In my opinion, potential adoptive parents sould be screened for psychological fitness on the basis of a psychological assessment alone, rather than automatically ruled out because they have received a diagnosis in the past, or are taking psychotropic medication, or are in psychotherapy. That way, individuals who have been diagnosed and treated and are currently psychologically fit to be parents would be approved, and individuals who have undiagnosed or untreated mental symptoms that render them unable to parent effectively would be ruled out. This policy, I believe, would protect the best interests of the child while also being fair to potential adoptive parents who may have so much to offer to a child despite (or perhaps because?) of mental health diagnosis and treatment.

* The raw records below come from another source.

PR #384, opened 2025-03-29
L tensor K_v = \oplus_{w|v} L_w is a homeomorphism (#328)

### LINKED ISSUE #328: L tensor K_v = \oplus_{w|v} L_w is a homeomorphism
This is an easy one mathematically, because all the ingredients are there. Both sides are K_v-algebras; the left hand side has the K_v-module topology by definition, the right hand side has a K_v-algebra structure coming from the map K_v -> \prod_{w|v} L_w which this map came from, and we've shown in earlier results that the topology on the sum is the K_v-module topology. Now the result follows from the fact that K_v-linear maps between modules with the K_v-module-topology are automatically continuous.

matthewjasper:
* Add proofs for adicCompletionComapContinuousAlgEquiv
* Add ContinuousSMul instance for `\oplus_{w|v} L_w`

closes #328

### DIFF
--- a/FLT/DedekindDomain/FiniteAdeleRing/BaseChange.lean
+++ b/FLT/DedekindDomain/FiniteAdeleRing/BaseChange.lean
@@ -425,12 +425,39 @@ variable (v : HeightOneSpectrum A) in
 instance : IsModuleTopology (adicCompletion K v) (L ⊗[K] adicCompletion K v) :=
   ⟨rfl⟩
 
-noncomputable def adicCompletionComapContinuousAlgEquiv (v : HeightOneSpectrum A) :
-  L ⊗[K] v.adicCompletion K ≃A[L] ∀ w : v.Extension B, w.1.adicCompletion L
+attribute [local instance] Algebra.TensorProduct.rightAlgebra in
+/-- `adicCompletionComapAlgEquiv` as a `K_v`-algebra equivalence -/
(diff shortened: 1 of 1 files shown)


FLT/DedekindDomain/FiniteAdeleRing/BaseChange.lean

As for the BMI <25? That is ludicrous and arbitrary. Weight is an imperfect measure of health. Many people with BMI > 25 are healthy and fit but have higher BMI’s due to having large body frames or being very muscular. I would at least hope that they have a minimum BMI requirement, since underwieght is more immediately dangerous and potentially life-threatening than being slightly overweight. And since when was weight a prerequisite for good parenting?
Dr. Ravin,
I completely agree with your views regarding psychological assessment of potential adoptive parents. In many (the majority) of instances of adoption (domestic private, domestic public, and some international), this is the policy. There are adoptive parents with well-managed depression/anxiety and even bipolar disorder in this country. It is certainly widespread, at least in the two types of domestic adoption, to be in psychotherapy during the process. It is likely to be beneficial to potential adoptive parents, particularly those who arrived at adoption as a means of parenting via infertility issues, to participate in psychotherapy, and for the vast majority of situations this is completely acceptable.
And for the BMI requirements…I don’t recall ever hearing of a minimum BMI requirement, although to the best of my knowledge this is a policy of only China at this point.
Weight has never been, and never will be a prerequisite for good parenting. There seems to be a schema floating around that this is the case, and that is disturbing.
It is often said in the adoption research world that adoptive parents are the cream of the crop because of all the scrutiny they must pass through. Some of these requirements, however, are just discriminatory.